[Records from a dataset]

####

PR #3893, opened 2020-11-17
Detect filetype on buffer save too

Eluminae:
This allow kaking a new file, add a shebang in the first line, and get
the right filetype detected automatically on save.

### DIFF
--- a/rc/detection/file.kak
+++ b/rc/detection/file.kak
@@ -1,4 +1,4 @@
-hook global BufOpenFile .* %{ evaluate-commands %sh{
+define-command -hidden file-detection %{ evaluate-commands %sh{
     if [ -z "${kak_opt_filetype}" ]; then
         mime=$(file -b --mime-type -L "${kak_buffile}")
         mime=${mime%;*}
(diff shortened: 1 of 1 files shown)


alexherbo2:
@Eluminae How about exposing and documenting the `file-detection` command?

Eluminae:
I used to. But in fact, I don't think we need more than those two hooks. So I'm now not sure this is necessary.

krobelus:
I'd love to know why Vim chooses not to do this.

Eluminae:
Vim allow to `:e!` which will reload the file and trigger filetype detection.

Screwtapello (approved):

mawww:
This is a nice change but I would like one tweak: only change the filetype of the buffer if its currently unset.

I think it would get quite frustrating if file misdetects the filetype and overwrite the user specified value at each write.

krobelus (approved):
> only change the filetype of the buffer if its currently unset.

I think that's already the case via `if [ -z "${kak_opt_filetype}" ]`.

(It would be nice to also get rid of the fork if the filetype is already set, but that's not a blocker)

krobelus:
Maybe the hooks should have groups, so they can be disabled dynamically?
Something like `file-open` and `file-write`.
Some of my plain text files (where `""` is the correct filetype) are detected as ruby for some reason..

####

Please state how many lines in the entries above include the word "currently", giving only the number.

◆ **Expected output**: 2